### Material supplied
PR #306, opened 2024-01-04
Remove the Flask app from the CLI to speed it up

joanise:
This is a pretty significant refactoring effort to move all expensive imports out of two places:
 - `g2p/__init__.py`: just importing `g2p` should not trigger loading and importing everything
 - `g2p/cli.py`: just calling `g2p -h` or `g2p cmd -h` should not trigger loading and importing everything

In both cases, the imports are tucked away inside the functions that need them.

However, we have constants and interfaces we need higher up, so I moved those to a new `g2p/constants.py` file. It's not super elegant, but I think it's at least a partial design improvement: instead of making a top-level module need a deeper one just for its constants or its class definition for typing, I moved them into a lightweight file that both import. This is definitely up for discussion and potential improvements.

But... `g2p -h` now takes just 0.9 seconds on my machine, and a mere 0.05 seconds in the CI run that just finished a few minutes ago.

### DIFF
--- a/.github/workflows/tests.yml
+++ b/.github/workflows/tests.yml
@@ -46,6 +46,28 @@ jobs:
         with:
           token: ${{ secrets.CODECOV_TOKEN }}
           fail_ci_if_error: false # too many upload errors to keep "true"
+      - name: Make sure the CLI stays fast
+        id: cli-load-time
+        run: |
+          PYTHONPROFILEIMPORTTIME=1 g2p -h 2> importtime.txt > /dev/null
+          CLI_LOAD_TIME="$((/usr/bin/time --format=%E g2p -h > /dev/null) 2>&1)"
+          echo "CLI load time: $CLI_LOAD_TIME"
+          cat importtime.txt
+          echo "CLI load time: $CLI_LOAD_TIME" > import-message.txt
+          echo "PR head ${{ github.event.pull_request.head.sha }}" >> import-message.txt
+          echo "Imports that take more than 0.1 s:" >> import-message.txt
+          grep -E 'cumulative|[0-9]{6}' importtime.txt >> import-message.txt
+          if [[ "$CLI_LOAD_TIME" > "0:01.00" ]]; then \
+            echo "ERROR: g2p --help is too slow."; \
+            echo "Please run 'PYTHONPROFILEIMPORTTIME=1 g2p -h 2> importtime.txt; tuna importtime.txt' and tuck away expensive imports so that the CLI doesn't load them until it uses them."; \
+            false; \
+          fi
+      - name: Report help speed in PR
+        if: github.event_name == 'pull_request'
+        uses: mshick/add-pr-comment@v2
+        with:
+          preformatted: true
+          message-path: import-message.txt
 
   test-on-windows:
     # Make sure stuff stays compatible with Windows by testing there too.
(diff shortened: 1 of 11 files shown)


.github/workflows/tests.yml
```diff
@@ -46,6 +46,28 @@ jobs:
...
+        run: |
+          PYTHONPROFILEIMPORTTIME=1 g2p -h 2> importtime.txt > /dev/null
+          CLI_LOAD_TIME="$((/usr/bin/time --format=%E g2p -h > /dev/null) 2>&1)"
+          echo "CLI load time: $CLI_LOAD_TIME"
+          cat importtime.txt
+          echo "CLI load time: $CLI_LOAD_TIME" > import-message.txt
+          echo "PR head ${{ github.event.pull_request.head.sha }}" >> import-message.txt
+          echo "Imports that take more than 0.1 s:" >> import-message.txt
+          grep -E 'cumulative|[0-9]{6}' importtime.txt >> import-message.txt
+          if [[ "$CLI_LOAD_TIME" > "0:01.00" ]]; then \
```
dhdaines, line 60: wow, does this work?

g2p/constants.py
```diff
@@ -0,0 +1,43 @@
...
+LANGS_FILE_NAME = "langs.json.gz"
+NETWORK_FILE_NAME = "network.json.gz"
+
+
+class BaseTransducer(ABC):
+    """Base class to typecheck transducers without having to import them."""
+
+    @abstractmethod
+    def __call__(self, to_convert: str):
+        pass
```
dhdaines: You could add a `#pragma: no cover` here,  I suppose, or just a bogus test that calls this abstract method and ensures that it does nothing and returns `None`.

Likewise below (I'm not going to add another comment just to say the same thing)

g2p/constants.py
```diff
@@ -0,0 +1,43 @@
...
+    "fast_levenshtein_distance",
+    "levenshtein_distance",
+]
+
+LANGS_DIR = os.path.join(os.path.dirname(__file__), "mappings", "langs")
+LANGS_FILE_NAME = "langs.json.gz"
+NETWORK_FILE_NAME = "network.json.gz"
+
+
+class BaseTransducer(ABC):
```
dhdaines, line 21: I mean strictly speaking these are not *constants*, so you could decide if it's worth the trouble to put them in another separate module called `g2p.types` or `g2p.abc`.

dhdaines (approved):
Looks good to me, comments are optional changes.

.github/workflows/tests.yml
joanise: Yeah, it's sweet. We've been using this in EveryVoice, that's where I copied it from.

g2p/constants.py
joanise: That's a good point. I didn't like the abuse of the name, `g2p.types` would be a lot clearer.

.github/workflows/tests.yml
joanise: OK, it's a bit clunky, but in CI I don't mind that too much, and the message you get in the PR conversation is really nice.

As for `"$CLI_LOAD_TIME" > "0:01.00"` doing the right thing, I force the time output to that syntax with `/usr/bin/time --format=%E` higher up.

g2p/constants.py
joanise: Refactored now.

roedoejet (approved):
Thanks for doing this @joanise ! I tested this locally and `g2p -h` took 0.076s 🚀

### Exercise objective
Please find out how many lines of the material contain the string "Make" and answer with the count alone.

### Written solution
2